-
Notifications
You must be signed in to change notification settings - Fork 37
Description
The Lucene FSTOrdPostingsFormat (Solr schema postingsFormat="FSTOrd50") Is like FSTPostingsFormat but has "ordinals" -- term ordinals. Ordinals are not supported by most postings formats but this one has it. In TermPrefixCursor.java I left a comment that it could be more efficient we we could use ordinals. I think this might be true. Instead of eagerly reading & caching the postings (list of docIDs), we could just capture the ordinal (an int). This'd replace some of the "IntsRef" with this integer ordinal. TPC wouldn't need docIdsCache either. Later when we resolve it in getDocIds(), that's when we do the actual work which is perhaps not expensive. Sometimes we're never consulted to even do that, thus saving some time. The tag may have been eliminated due to overlapping, or it may have effectively been cached at a higher level (TaggerRequestHandler transforms to the uniqueKey values then caches that).

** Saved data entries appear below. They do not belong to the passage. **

PR #323, opened 2021-05-18
Restyle without bourbon/neat

edwardloveall:
We were not really using bourbon/neat anyway in the styles and I totally over-engineered them when we first created the site. This dramatically simplifies them and removes our dependency on the ruby sass library which is deprecated.

There are some minor differences that I didn't bother to get pixel perfect because I didn't think it mattered. Let me know if you want me to get it more exact!

## Before

prod

## After

dev


gabebw (approved):
Brilliant. Thank you!

A `+230 −556` PR is always great.

PR #331, opened 2021-08-24
Correctly match blocked referrer paths

gabebw:
Our previous code used simple string comparison, which meant that if `evil.com/subpath` was blocked, we would also block everything under `evil.com/subpathABC` (since it starts with `evil.com/subpathABC`).

The fix is to use code that understands that the URLs are actually URLs, not simple strings, so that we can correctly compare the hosts and paths.

This uses `Pathname#ascend` (docs: https://ruby-doc.org/stdlib-2.5.3/libdoc/pathname/rdoc/Pathname.html#method-i-ascend) which yields an iterator over the parent directories of a given Pathname.

For example, given `/foo/bar/baz`, `ascend` yields `/foo/bar/baz`, then `/foo/bar`, then `/foo`, then `/`. The yielded values are Pathnames, not strings.

### DIFF
--- a/app/models/block.rb
+++ b/app/models/block.rb
@@ -7,16 +7,28 @@ class Block
     if possible_match.nil?
       false
     else
-      uri = URI.parse(possible_match)
-      host_with_path = "#{uri.host}#{uri.path}"
+      uri = URI.parse(possible_match.downcase)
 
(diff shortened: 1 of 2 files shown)


edwardloveall (approved):
Didn't know about `Pathame#ascend`. Pretty cool!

I'm not sure how much benefit this would bring; it could be net loss; hard to be sure.
Down side is we'd basically be limited to this PostingsFormat. At least the PostingsWriterBase aspect of this one is pluggable (kinda) should we want some future improvements to allow a total in-memory option. To ameliorate this down-side, we could support any PF via grabbing the "TermsState" instead, and presumably the termState of FSTOrdPostingsFormat is effectively the ordinal.